Em outro trecho de sua palestra, ao fim da seção “Miniaturizando o computador”, Feynman se pergunta: “Não há nada que eu possa ver nas leis físicas que diga que os elementos dos computadores não possam ser feitos extremamente menores do que são atualmente”. No começo da seção seguinte Feynman afirma que essa miniaturização poderia ser um processo em que “você simplesmente evapora até que você tenha um bloco que contenha os elementos - bobinas e condensadores, transistores, etc. - com dimensões extraordinariamente minúsculas”. Em fevereiro daquele ano de 1959, Jack Kilby (1923-2005) depositou a patente de número US 3.138.743 [6][6] https://www.google.com/patents/US3138743
https://www.google.com/patents/US3138743...
, intitulada “circuitos eletrônicos miniaturizados”, nascia assim o circuito integrado. No texto da patente podemos ler

“é, portanto, o objetivo principal dessa invenção prover um novo circuito eletrônico miniaturizado fabricado de um bloco de material semicondutor [...] no qual todos os componentes do circuito eletrônico estão completamente integrados no bloco do material”.

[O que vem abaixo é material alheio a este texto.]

PR #922, opened 2021-09-26
'ChannelOptionsExtensions' remove unused method

tomkirbygreen:


sacOO7:
@tomkirbygreen This is actually a public method (Supposed to be used by SDK users). Also, the current implementation makes it a lot explicit, contextual, and easier than just setting a plain `rewind` key/value pair. Also, for setting a key/value, you need to explicitly look at rewind documentation, which makes it harder to understand the context.  Adding a link to rewind for reference 
https://ably.com/documentation/realtime/channels/channel-parameters/rewind 
Though I didn't add this method explicitly, I would like to hear your thoughts on this @marto83

tomkirbygreen:
Closing this as both @marto83 and @sacOO7 feel this API constitutes part of our public API surface.

Issue #829, opened 2021-09-15
Skipped Test: TaskUtilsTests.FailingTaskShouldHaveExceptionHandled


tomkirbygreen:
Re-enable the `TaskUtilsTests.FailingTaskShouldHaveExceptionHandled` test.

┆Issue is synchronized with this [Jira Uncategorised](https://ably.atlassian.net/browse/SDK-1184) by [Unito](https://www.unito.io)

PR #927, opened 2021-09-30
Fix skipped test 'TaskUtilsTests.FailingTaskShouldHaveExceptionHandled'

tomkirbygreen:
This corresponds to [Issue 829](https://github.com/ably/ably-dotnet/issues/829)

The fundamental problem is that the test can legitimately return `false` if it
takes longer to execute than the supplied timeout of 500-ms.  Added a `TimeoutExpired`
boolean property that allows the test to detect this and check for the correct value
depending on whether the test completed in time, or the timeout expired.


src/IO.Ably.Tests.Shared/TaskUtilsTests.cs
```diff
@@ -8,26 +8,23 @@ namespace IO.Ably.Tests
...
             }
+
+            var tca = new TaskCompletionAwaiter(500);
+            TaskUtils.RunInBackground(FailingTask(), exception =>
+            {
+                tca.SetCompleted();
+            });
+
+            var result = await tca.Task;
+            result.Should().Be(!tca.TimeoutExpired);
```
sacOO7, line 27: Use `Should().NotBe()` instead

marto83:
@tomkirbygreen, the only reason this test exists is because we have the RunInBackground method with is only used in the `Transport` interface which is really old. 

The `ConnectionManager`. I think should remove TaskUtils completely and use the standard way of running a task in the background with `Task.Run(...)` and not await the task. This way we can wrap the code with a try/catch and the compiler will make sure the generated code is correct. 

So the test can become: 

    try
    {
        _ = Task.Run(FailingTask);
    }
    catch (Exception e)
    {
        tca.SetCompleted();
    }

and we can refactor the Close method to be the same

    try
    {
        _ = _socket.StopConnectionAsync();
    }
    catch (Exception e)
    {
        Logger.Warning(e.Message);
    }

src/IO.Ably.Tests.Shared/TaskUtilsTests.cs
sacOO7: I am not sure why this was closed. Am I missing anything here?

tomkirbygreen: > I am not sure why this was closed. Am I missing anything here?

No my bad. I take your point. Thank you Sachin.

PR #938, opened 2021-10-04
'ListDeviceDetailsRequest' member hides inherited member

tomkirbygreen:
Using the `new` keyword to make this explicit, Martin to confirm please.


marto83 (approved):
Looks good.

PR #946, opened 2021-10-06
'MsWebSocketTransport' explicitly check for null socket.

tomkirbygreen:
Rather than let the runtime throw a `NullReferenceException` I am explicitly checking and delegating to the error handler.

This is an interim step. We have many such `NullReferenceExceptions` being thrown by the runtime during execution. The source of each needs to be investigated to see if it is a latent bug or has somehow become part of our Happy Path through the logic.


tomkirbygreen:
This corresponds to [Issue 949](https://github.com/ably/ably-dotnet/issues/949) .

PR #996, opened 2021-11-06
Fix redundant argument with default value ceremony

tomkirbygreen:


src/IO.Ably.Tests.Shared/Rest/ChannelSandboxSpecs.cs
```diff
@@ -674,5 +666,13 @@ private static object DecodeData(string data, string encoding)
                     return data;
             }
         }
+
+        private static ChannelOptions GetOptions(JObject data)
```
sacOO7, line 670: can be renamed to `GetChannelCipherOptions`

src/IO.Ably.NETStandard20/Platform.cs
```diff
@@ -7,7 +7,7 @@ namespace IO.Ably
 {
     internal class Platform : IPlatform
     {
-        private static readonly object _lock = new object();
+        private static readonly object Lock = new object();
```
sacOO7, line 10: I am not sure, why we needed to rename `_lock` to `Lock`?

tomkirbygreen: Because the field is *static* (it's on the type not the instance) and this wins over it's 'field'ness. As a member of the type it gets a Capital and no underscore. It's standard practice and we do it elsewhere in the code base.

src/IO.Ably.Tests.Shared/Rest/ChannelSandboxSpecs.cs
tomkirbygreen: Quite possibly, but I was trying to keep the remit of *this* PR limited. I haven't yet looked at how much wiggle-space we have when it comes to improving the names we give our *private* and *internal* methods save for the `WaitFor...` thing.

sacOO7: Great

src/IO.Ably.NETStandard20/Platform.cs
sacOO7: Great

src/IO.Ably.Tests.Shared/Rest/ChannelSandboxSpecs.cs
sacOO7: Agreed !! Though my general perception is, it's impossible to keep track of all elements that needs to be changed, so name refactoring can be done at the time it's identified.

sacOO7 (approved):

PR #998, opened 2021-11-07
Fix non-accessed field warning

tomkirbygreen:


src/IO.Ably.Shared/ClientOptions.cs
```diff
@@ -292,7 +292,12 @@ public bool UseBinaryProtocol
 #else
             get { return false; }
 #endif
+
+#if MSGPACK
             set { _useBinaryProtocol = value; }
+#else
```
sacOO7, line 298: Do we need `else` statement here? We can just end with `endif`

sacOO7: Also, I am thinking, we can possibly move L297 to under L19. This is optional though

tomkirbygreen: We need the `#else` since we call the setter in code.

sacOO7: Got it. Maybe we could add conditional statement there too. Just that it looks too redundant. I am approving PR for now, you can decide to change it.

sacOO7 (approved):

PR #1001, opened 2021-11-08
Fix 'possible InvalidOperationException' warning

tomkirbygreen:


src/IO.Ably.Tests.Shared/Realtime/ConnectionSpecs/ConnectionFailuresOnceConnectedSpecs.cs
```diff
@@ -196,6 +197,7 @@ public async Task WhenTransportCloses_ShouldResumeConnection()
 
             var firstTransport = LastCreatedTransport;
             var connectionKey = client.Connection.Key;
+            Debug.Assert(client.Connection.Serial.HasValue, "Expected a serial number, got null");
```
sacOO7, line 200: Actually, I am not sure why `fluentAssertion` is not used here.

sacOO7 (approved):

src/IO.Ably.Tests.Shared/Realtime/ConnectionSpecs/ConnectionFailuresOnceConnectedSpecs.cs
tomkirbygreen: I'm using a type from the BCL because it is known to the code analysis (CA) engine. So by indicating intent with `Debug.Assert` we tell we know what we're doing. Unfortunately CA doesn't understand / take-into-account Fluent Assertions.

PR #1004, opened 2021-11-08
Remove unreachable code

tomkirbygreen:


src/IO.Ably.Shared/Realtime/Workflows/RealtimeWorkflow.cs
```diff
@@ -225,7 +225,6 @@ internal async Task<IEnumerable<RealtimeCommand>> ProcessCommand(RealtimeCommand
                             return new RealtimeCommand[] { CompleteWorkflowCommand.Create().TriggeredBy(command) };
                         }
 
-                        break;
```
sacOO7, line 228: This change touches an important part of the code, I would request one more approval from @marto83.

tomkirbygreen: Within this `case` all paths `return` so `break` can not be reached.

sacOO7: makes sense

sacOO7 (approved):

Issue #1054, opened 2021-11-22
RNGCryptoServiceProvider is obsolete


tomkirbygreen:
We need to update our usage of the [obselete](https://docs.microsoft.com/en-us/dotnet/fundamentals/syslib-diagnostics/syslib0023)  `RNGCryptoServiceProvider`.  For now I will just `pragma around` this but it will need to be properly addressed before we're production ready on .NET 6.

┆Issue is synchronized with this [Jira Uncategorised](https://ably.atlassian.net/browse/SDK-1380) by [Unito](https://www.unito.io)

Issue #1007, opened 2021-11-10
Verify no regressions on .NET 6 RTM


tomkirbygreen:
Now that .NET 6 is released verify we have no regressions on Windows, MacOS and Linux.

┆Issue is synchronized with this [Jira Uncategorised](https://ably.atlassian.net/browse/SDK-1362) by [Unito](https://www.unito.io)

Issue #523, opened 2021-06-15
Upgrade from .NET 3.1 to 6 before December 2021.


tomkirbygreen:
.NET 3.1 (which is a Long Term Support, 'LTS', release) has its support end in [December 2022](https://dotnet.microsoft.com/platform/support/policy/dotnet-core), the next LTS release will be .NET 6 which is due to release on [November 9th 2021](https://devblogs.microsoft.com/dotnet/announcing-net-6-preview-4/).

.NET 5 sees its support end in [February 2022.](https://dotnet.microsoft.com/platform/support/policy/dotnet-core) 

We should consider being ready to move to .NET 6 upon its release, dropping .NET 3.1 and .NET 5 at that point.

┆Issue is synchronized with this [Jira Uncategorised](https://ably.atlassian.net/browse/SDK-937) by [Unito](https://www.unito.io)

tomkirbygreen:
.NET 6 and Visual Studio 2022 is released this week. Build the .NET *Standard* and *Framework* configurations on a clean machine with Visual Studio 2022 and check there are no test regressions.

tomkirbygreen:
Closing this as we didn't quite manage to do it as it was dependent on our getting control of our versioning scheme. Hopefully this will happen this year as we head into .NET 7 land...

PR #1055, opened 2021-11-22
'Crypto' suppress (for now) .NET 6 build error

tomkirbygreen:
We need to update our usage of the [obselete](https://docs.microsoft.com/en-us/dotnet/fundamentals/syslib-diagnostics/syslib0023)  `RNGCryptoServiceProvider`.  For now I will just `pragma around` this but it will need to be properly addressed before we're production ready on .NET 6.

This relates to the GitHub Issues: [1007](https://github.com/ably/ably-dotnet/issues/1007), [523](https://github.com/ably/ably-dotnet/issues/523), [1054](https://github.com/ably/ably-dotnet/issues/1054)

### DIFF
--- a/src/IO.Ably.Shared/Encryption/Crypto.cs
+++ b/src/IO.Ably.Shared/Encryption/Crypto.cs
@@ -86,7 +86,9 @@ namespace IO.Ably.Encryption
     /// </summary>
     public static class Crypto
     {
+#pragma warning disable SYSLIB0023
         private static readonly RNGCryptoServiceProvider SecureRandom = new RNGCryptoServiceProvider();
+#pragma warning restore SYSLIB0023
 
         private const int IdempotentGeneratedIdLength = 9;
 


sacOO7:
@tomkirbygreen can you check if it's easy to replace the current implementation with `https://docs.microsoft.com/en-us/dotnet/api/system.security.cryptography.randomnumbergenerator`. As per official doc, it's plain static method.

tomkirbygreen:
>

tomkirbygreen:
@sacOO7 Yes, the change is trivial but the static overload we want is not present in the various versions of the .NET BCL that we currently support. So for now I'm just pragma'ing this. When we have proper versioning we'll be able to do something better. There is a GitHub issue that captures this.

sacOO7 (approved):
Hoping this temporary change will be taken care by proper library implementation in the future.

PR #1183, opened 2022-09-06
Remove connection serial

### LINKED ISSUE #1181: Implement no-connection-serial
Implement the changes listed in https://github.com/ably/docs/pull/1526

sacOO7:
- Fixes #1181


src/IO.Ably.Shared/Realtime/RealtimeChannels.cs
```diff
@@ -246,5 +246,31 @@ private void HandleInitialiseFailedChannelsCommand(RealtimeChannel channel)
...
+
+        // RTN16j, RTL15b
+        internal void SetChannelSerialsFromRecoverOption(IDictionary<string, string> serials)
+        {
+            foreach (var keyValuePair in serials)
+            {
+                var channelName = keyValuePair.Key;
+                var channelSerial = keyValuePair.Value;
+                var channel = (RealtimeChannel)this[channelName];
+                if (channel != null)
```
andydunstall, line 258: Where is the channel serial set for channels attached after the transport is created?

SimonWoolf (approved):
At a quick look through, can't see any concerns (other than the one Andy has raised)

src/IO.Ably.Shared/ClientOptions.cs
```diff
@@ -358,7 +358,7 @@ public bool UseBinaryProtocol
         /// Default before 1.2: false.
         /// Default from 1.2: true.
         /// </summary>
-        public bool IdempotentRestPublishing { get; set; } = Defaults.ProtocolVersionNumber >= 1.2;
+        public bool IdempotentRestPublishing { get; set; } = Convert.ToDouble(Defaults.ProtocolVersion) >= 1.2;
```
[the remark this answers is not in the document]
sacOO7: Yeah, I think I should probably change it since it's a global constant.

src/IO.Ably.Shared/Realtime/RealtimeChannels.cs
sacOO7: We are setting it in `src/IO.Ably.Shared/Transport/ConnectionManager.cs` . You can check the file. It's right after the transport is created

andydunstall: What about when the channel is attached after the transport is created?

Evaporar é um dos processos mencionados seis vezes no texto da patente. Não foi possível verificar se Feynman conhecia essa ideia para inspirar parte da sua palestra, porém, Kilby, que recebeu metade do Nobel de Física de Física de 2000 pela invenção do circuito integrado, relata que Robert Noyce, coinventor do circuito integrado (a patente de Noyce foi depositada poucos meses depois da de Kilby), discutia publicamente a ideia [7][7] Kilby, J. St. C. (2001), Turning Potential into Realities: The Invention of the Integrated Circuit (Nobel Lecture). ChemPhysChem, 2: 482--489. De qualquer modo era mais uma ideia que estava no ar.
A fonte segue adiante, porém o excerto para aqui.